Saved entries
________________________________________

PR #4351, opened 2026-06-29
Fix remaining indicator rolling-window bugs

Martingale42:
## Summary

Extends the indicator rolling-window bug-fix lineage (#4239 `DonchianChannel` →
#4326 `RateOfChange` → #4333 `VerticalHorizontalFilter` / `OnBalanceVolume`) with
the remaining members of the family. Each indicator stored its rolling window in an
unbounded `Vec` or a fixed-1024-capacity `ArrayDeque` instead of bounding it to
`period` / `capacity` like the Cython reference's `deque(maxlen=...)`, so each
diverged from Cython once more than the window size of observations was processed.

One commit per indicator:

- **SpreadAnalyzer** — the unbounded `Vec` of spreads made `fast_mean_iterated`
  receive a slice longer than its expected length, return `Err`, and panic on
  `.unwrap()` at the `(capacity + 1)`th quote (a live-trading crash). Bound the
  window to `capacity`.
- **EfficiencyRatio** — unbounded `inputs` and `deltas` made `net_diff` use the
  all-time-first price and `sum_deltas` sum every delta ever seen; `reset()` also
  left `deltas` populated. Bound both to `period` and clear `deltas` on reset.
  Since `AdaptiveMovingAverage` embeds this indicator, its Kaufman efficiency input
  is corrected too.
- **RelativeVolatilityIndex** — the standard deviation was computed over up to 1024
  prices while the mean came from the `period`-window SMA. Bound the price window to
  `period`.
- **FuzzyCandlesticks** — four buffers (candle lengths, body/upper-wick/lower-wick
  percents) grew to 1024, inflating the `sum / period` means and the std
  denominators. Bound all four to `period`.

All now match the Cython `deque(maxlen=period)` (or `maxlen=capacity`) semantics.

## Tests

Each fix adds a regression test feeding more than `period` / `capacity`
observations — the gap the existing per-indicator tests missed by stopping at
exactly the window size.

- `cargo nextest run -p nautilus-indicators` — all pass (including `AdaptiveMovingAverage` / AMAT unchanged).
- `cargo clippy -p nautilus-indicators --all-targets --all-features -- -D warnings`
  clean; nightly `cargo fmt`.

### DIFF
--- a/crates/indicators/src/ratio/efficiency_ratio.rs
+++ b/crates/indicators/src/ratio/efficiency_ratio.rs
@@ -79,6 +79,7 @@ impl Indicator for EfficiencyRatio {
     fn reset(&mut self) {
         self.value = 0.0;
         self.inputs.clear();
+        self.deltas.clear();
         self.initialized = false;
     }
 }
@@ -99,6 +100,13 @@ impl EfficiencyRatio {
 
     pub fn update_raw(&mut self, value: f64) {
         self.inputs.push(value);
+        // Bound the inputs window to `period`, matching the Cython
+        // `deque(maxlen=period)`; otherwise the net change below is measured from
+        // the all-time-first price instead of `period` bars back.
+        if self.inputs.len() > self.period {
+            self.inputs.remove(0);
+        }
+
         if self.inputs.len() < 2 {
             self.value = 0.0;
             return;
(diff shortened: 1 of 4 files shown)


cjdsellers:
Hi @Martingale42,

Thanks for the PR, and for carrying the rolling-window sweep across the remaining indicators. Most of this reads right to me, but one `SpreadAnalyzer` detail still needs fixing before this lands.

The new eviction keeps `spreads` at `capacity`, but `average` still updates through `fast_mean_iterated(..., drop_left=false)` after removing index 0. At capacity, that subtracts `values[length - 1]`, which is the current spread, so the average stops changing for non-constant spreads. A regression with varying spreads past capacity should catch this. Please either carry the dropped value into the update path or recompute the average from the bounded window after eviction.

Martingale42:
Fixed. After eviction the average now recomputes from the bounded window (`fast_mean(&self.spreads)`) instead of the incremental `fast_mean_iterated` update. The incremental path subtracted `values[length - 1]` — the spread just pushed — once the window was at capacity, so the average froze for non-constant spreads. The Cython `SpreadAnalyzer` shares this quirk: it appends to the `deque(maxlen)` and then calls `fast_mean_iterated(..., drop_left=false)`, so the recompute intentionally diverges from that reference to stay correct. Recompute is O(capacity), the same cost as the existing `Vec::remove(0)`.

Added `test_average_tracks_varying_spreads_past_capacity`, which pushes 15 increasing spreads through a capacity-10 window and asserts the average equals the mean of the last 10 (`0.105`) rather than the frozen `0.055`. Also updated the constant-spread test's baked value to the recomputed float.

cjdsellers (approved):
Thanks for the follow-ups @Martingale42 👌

________________________________________

■ Activity: Output the full set of entries exactly as they were given.

■ Result:
PR #4351, opened 2026-06-29
Fix remaining indicator rolling-window bugs

Martingale42:
## Summary

Extends the indicator rolling-window bug-fix lineage (#4239 `DonchianChannel` →
#4326 `RateOfChange` → #4333 `VerticalHorizontalFilter` / `OnBalanceVolume`) with
the remaining members of the family. Each indicator stored its rolling window in an
unbounded `Vec` or a fixed-1024-capacity `ArrayDeque` instead of bounding it to
`period` / `capacity` like the Cython reference's `deque(maxlen=...)`, so each
diverged from Cython once more than the window size of observations was processed.

One commit per indicator:

- **SpreadAnalyzer** — the unbounded `Vec` of spreads made `fast_mean_iterated`
  receive a slice longer than its expected length, return `Err`, and panic on
  `.unwrap()` at the `(capacity + 1)`th quote (a live-trading crash). Bound the
  window to `capacity`.
- **EfficiencyRatio** — unbounded `inputs` and `deltas` made `net_diff` use the
  all-time-first price and `sum_deltas` sum every delta ever seen; `reset()` also
  left `deltas` populated. Bound both to `period` and clear `deltas` on reset.
  Since `AdaptiveMovingAverage` embeds this indicator, its Kaufman efficiency input
  is corrected too.
- **RelativeVolatilityIndex** — the standard deviation was computed over up to 1024
  prices while the mean came from the `period`-window SMA. Bound the price window to
  `period`.
- **FuzzyCandlesticks** — four buffers (candle lengths, body/upper-wick/lower-wick
  percents) grew to 1024, inflating the `sum / period` means and the std
  denominators. Bound all four to `period`.

All now match the Cython `deque(maxlen=period)` (or `maxlen=capacity`) semantics.

## Tests

Each fix adds a regression test feeding more than `period` / `capacity`
observations — the gap the existing per-indicator tests missed by stopping at
exactly the window size.

- `cargo nextest run -p nautilus-indicators` — all pass (including `AdaptiveMovingAverage` / AMAT unchanged).
- `cargo clippy -p nautilus-indicators --all-targets --all-features -- -D warnings`
  clean; nightly `cargo fmt`.

### DIFF
--- a/crates/indicators/src/ratio/efficiency_ratio.rs
+++ b/crates/indicators/src/ratio/efficiency_ratio.rs
@@ -79,6 +79,7 @@ impl Indicator for EfficiencyRatio {
     fn reset(&mut self) {
         self.value = 0.0;
         self.inputs.clear();
+        self.deltas.clear();
         self.initialized = false;
     }
 }
@@ -99,6 +100,13 @@ impl EfficiencyRatio {
 
     pub fn update_raw(&mut self, value: f64) {
         self.inputs.push(value);
+        // Bound the inputs window to `period`, matching the Cython
+        // `deque(maxlen=period)`; otherwise the net change below is measured from
+        // the all-time-first price instead of `period` bars back.
+        if self.inputs.len() > self.period {
+            self.inputs.remove(0);
+        }
+
         if self.inputs.len() < 2 {
             self.value = 0.0;
             return;
(diff shortened: 1 of 4 files shown)


cjdsellers:
Hi @Martingale42,

Thanks for the PR, and for carrying the rolling-window sweep across the remaining indicators. Most of this reads right to me, but one `SpreadAnalyzer` detail still needs fixing before this lands.

The new eviction keeps `spreads` at `capacity`, but `average` still updates through `fast_mean_iterated(..., drop_left=false)` after removing index 0. At capacity, that subtracts `values[length - 1]`, which is the current spread, so the average stops changing for non-constant spreads. A regression with varying spreads past capacity should catch this. Please either carry the dropped value into the update path or recompute the average from the bounded window after eviction.

Martingale42:
Fixed. After eviction the average now recomputes from the bounded window (`fast_mean(&self.spreads)`) instead of the incremental `fast_mean_iterated` update. The incremental path subtracted `values[length - 1]` — the spread just pushed — once the window was at capacity, so the average froze for non-constant spreads. The Cython `SpreadAnalyzer` shares this quirk: it appends to the `deque(maxlen)` and then calls `fast_mean_iterated(..., drop_left=false)`, so the recompute intentionally diverges from that reference to stay correct. Recompute is O(capacity), the same cost as the existing `Vec::remove(0)`.

Added `test_average_tracks_varying_spreads_past_capacity`, which pushes 15 increasing spreads through a capacity-10 window and asserts the average equals the mean of the last 10 (`0.105`) rather than the frozen `0.055`. Also updated the constant-spread test's baked value to the recomputed float.

cjdsellers (approved):
Thanks for the follow-ups @Martingale42 👌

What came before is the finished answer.